Understanding and Applying ACEs Data Responsibly

Understanding and Applying ACEs Data Responsibly

As understanding of Adverse Childhood Events (ACEs) has moved from the world of research into the mainstream, close attention must be paid to what is meant by “ACEs” and how they are considered within a larger social construct.  In examining the recently released New York Fact Sheet 2019 produced by the Child and Adolescent Health Measurement Initiative (CAHMI), it would appear that not only are fewer ACEs experienced by youth in NYS but that fewer young people are experiencing the social, emotional and behavioral consequences of trauma. The fact sheet presents the following data:

  • 15.7% of NYS children experience two or more ACEs compared to the national average of 20.5%
  • Of children with two or more ACEs, only 7.7% have an ongoing emotional, developmental or behavioral problem compared with 18.6% nationally. 

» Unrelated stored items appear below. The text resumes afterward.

PR #2984, opened 2026-09-07
uniffi_parse_rs: honor use_remote_type!'s local-scope semantics

flisky:
When the `use_remote_type!` path doesn't resolve, fall through to the module's regular items instead of propagating the failure, matching the macro's own semantics: the last segment names the type, resolved in the invoking module's scope, and the first segment only names the crate implementing the FFI traits.

Also skip special items in the regular-item scan — they're handled by `child_special_item` before it runs, and matching them again reported a spurious name conflict between the `use_remote_type!` invocation and the type alias it covers.

part of #2972


flisky:
rebased onto #2990, and will be reopened after the base merged.

PR #2985, opened 2026-09-07
uniffi_bindgen: don't drop same-named definitions in the dependency sort

flisky:
part of #2972

### DIFF
--- a/uniffi_bindgen/src/pipeline/general/sort.rs
+++ b/uniffi_bindgen/src/pipeline/general/sort.rs
@@ -130,6 +130,15 @@ impl FfiDefinitionDependencyLogic {
 
 struct TypeDefinitionDependencyLogic;
 
+impl TypeDefinitionDependencyLogic {
+    fn type_name(ty: &TypeNode) -> String {
+        match ty.ty.namespace() {
+            Some(namespace) => format!("{namespace}.{}", ty.canonical_name),
+            None => ty.canonical_name.clone(),
+        }
+    }
+}
+
 impl DependencyLogic for TypeDefinitionDependencyLogic {
     type Item = TypeDefinition;
 
@@ -145,9 +154,9 @@ impl DependencyLogic for TypeDefinitionDependencyLogic {
             | TypeDefinition::Enum(Enum { self_type, .. })
             | TypeDefinition::Interface(Interface { self_type, .. })
             | TypeDefinition::CallbackInterface(CallbackInterface { self_type, .. })
-            | TypeDefinition::Custom(CustomType { self_type, .. })
-            | TypeDefinition::External(ExternalType { self_type, .. }) => {
-                self_type.canonical_name.clone()
+            | TypeDefinition::Custom(CustomType { self_type, .. }) => Self::type_name(self_type),
+            TypeDefinition::External(ExternalType { self_type, .. }) => {
+                format!("External:{}", Self::type_name(self_type))
             }
         }
     }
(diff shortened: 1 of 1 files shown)


uniffi_bindgen/src/pipeline/general/sort.rs
```diff
@@ -56,16 +60,20 @@ impl<L: DependencyLogic> DependencySorter<L> {
     }
 
     fn recurse(&mut self, current_name: String) {
-        let Some(current_item) = self.unsorted.shift_remove(&current_name) else {
+        let Some(current_items) = self.unsorted.shift_remove(&current_name) else {
```
bendk: I don't think this is correct, because it means we recurse through all definitions that share the name.  For example:

- Type `A` depends on `B`
- There's also an external type named `B`

When processing `A`, this will recurse through both `B` items even though only one is a dependency of `A`.

Instead, I think the fix is to make `L::Item` include both the crate name and item name so that it's unique in this case of the external item.  Ideally it would store the entire module path.  You can do this by either making it a tuple or by keeping it a string and joining all parts together.  If possible, it would be great to have a bindgen-test for this.

bendk (changes requested):

uniffi_bindgen/src/pipeline/general/sort.rs
```diff
@@ -145,9 +154,9 @@ impl DependencyLogic for TypeDefinitionDependencyLogic {
             | TypeDefinition::Enum(Enum { self_type, .. })
             | TypeDefinition::Interface(Interface { self_type, .. })
             | TypeDefinition::CallbackInterface(CallbackInterface { self_type, .. })
-            | TypeDefinition::Custom(CustomType { self_type, .. })
-            | TypeDefinition::External(ExternalType { self_type, .. }) => {
-                self_type.canonical_name.clone()
+            | TypeDefinition::Custom(CustomType { self_type, .. }) => Self::type_name(self_type),
+            TypeDefinition::External(ExternalType { self_type, .. }) => {
+                format!("External:{}", Self::type_name(self_type))
```
bendk, line 159: Do we need the `External:` prefix?  I would have thought the code in `type_name` would be enough to create a unique name.  However, then I looked at the struct and realized that I'm not sure if the `External::namespace` field refers to the source namespace or the namespace of the module that's using it.  External types are really weird.

Can you check if the test passes if this is changed to just call `Self::type_name(self_type),` like the others.  If not, can you write up a comment explaining why we need this?

bendk (changes requested):
This is looking very good, I just wonder why external types need to be treated differently than all the other types.

uniffi_bindgen/src/pipeline/general/sort.rs
flisky: yes, we need this to distinguish external & custom types, and which marker doesn't matter.

There is a paragraph about this in the description generated by LLM:

```
A type used outside its defining namespace also contributes an External
marker alongside its real definition. Those two describe the same type
in the same namespace, so no name derived from the type can separate
them — the marker is named as the marker it is instead. They only meet
when the definitions of several namespaces are sorted together, which
uniffi-bindgen-kotlin-jni does to build its FFI type oracles; there the
two collided and whichever arrived last won. When the marker won, the
definition consumers actually need was gone, and generating bindings
failed with "Can't find FFI types for Custom { ... }" for any custom type
referenced from another crate.
```

flisky: The test `test_external_markers_do_not_replace_real_definitions` covers this behaivor, and doesn't cover the reason.

flisky: Take another way to handle external types. Hope it more clear to follow.

uniffi_bindgen/src/pipeline/general/sort.rs
```diff
@@ -12,8 +12,18 @@ use super::*;
...
     type_definitions: impl IntoIterator<Item = TypeDefinition>,
 ) -> Vec<TypeDefinition> {
-    let type_sorter = DependencySorter::new(type_definitions, TypeDefinitionDependencyLogic);
-    type_sorter.sort()
+    // `TypeDefinition::External` says a type is defined in another namespace, and carries
+    // no definition of its own.  It depends on nothing, and dependents name the type
+    // itself -- which is the real definition's name -- so it adds nothing to the
+    // ordering.  What it would add is a collision: it shares that name, so once the
+    // definitions of several namespaces are sorted together it can overwrite the
+    // definition consumers need.
```
bendk: I liked the previous version better.  [This line](https://github.com/flisky/uniffi-rs/blob/eadccb2a7ffc494f93018d9f3fb1416ddd140256/uniffi_bindgen/src/pipeline/general/sort.rs#L232) communicates that we treat the external type as having no dependencies and it feels easier to maintain than adding this new extra process here.

I think my only concern was the `External:` prefix, which I thought wasn't needed.  If it is indeed needed, then I'd rather take that code over this one.

bendk (changes requested):

uniffi_bindgen/src/pipeline/general/sort.rs
flisky: Restored.

bendk (approved):
Thanks for working this through with me.  I'm still not sure why the `External:` prefix is needed, but it's not a big deal either way since the type will always have 0 dependencies in any case.  Let's merge this one.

As a clinical psychologist working with children and families for over twenty years, I sincerely wish these statistics were true and were an indication of improving emotional health and well-being of children across NYS.  However, in partnering with many children and families on their journey towards healing as well as working with communities throughout the state who are addressing trauma systemically, I know that it is simply not an accurate representation.  This leads us to question what has contributed to this misleading picture.

To understand this discrepancy, it is necessary to go beyond the data presented and examine what data was collected, how it was collected, and the demographics of the participants of the study.  The deeper dive of the 2016-17 National Survey of Children’s Health (NSCH), upon which the fact sheet is based, reveals the following:

  • Parents were asked about household challenges (i.e. incarcerated household member, parental divorce, etc.) but were not asked about physical, sexual, or emotional abuse nor about physical or emotional neglect. This means five of the ten ACEs were not included in the findings presented. 
  • As noted, NSCH data is collected through parental report and while generally a reliable method of data collection for information on children, it has limitations when collecting information on ACEs. Parents may be biased on reporting their child’s history, particularly if any of adverse events were caused by the parent (i.e. physical abuse, neglect). Additionally, the parent may be unaware of adverse events that their child may have experienced. For example, a parent may not realize their child witnessed domestic violence or a child may not report sexually abuse.  Lastly, a parent may underreport due to uncertainty as to how the information will be used even if anonymous.
  • Finally, the majority of those who participated in the study were White, middle to upper class parents, who had at least a college degree or higher. Both parents were also reported to still be married and living within the household (which would also automatically negate another ACE question on parental separation or divorce) and were born in the United States.  Based on these demographics, this data cannot be generalized and considered representative of all children in NYS.  It also suggests that the population sampled may have less exposure to toxic stress associated with racism, poverty, and discrimination which has implications for the findings shared on child outcomes by ACEs. 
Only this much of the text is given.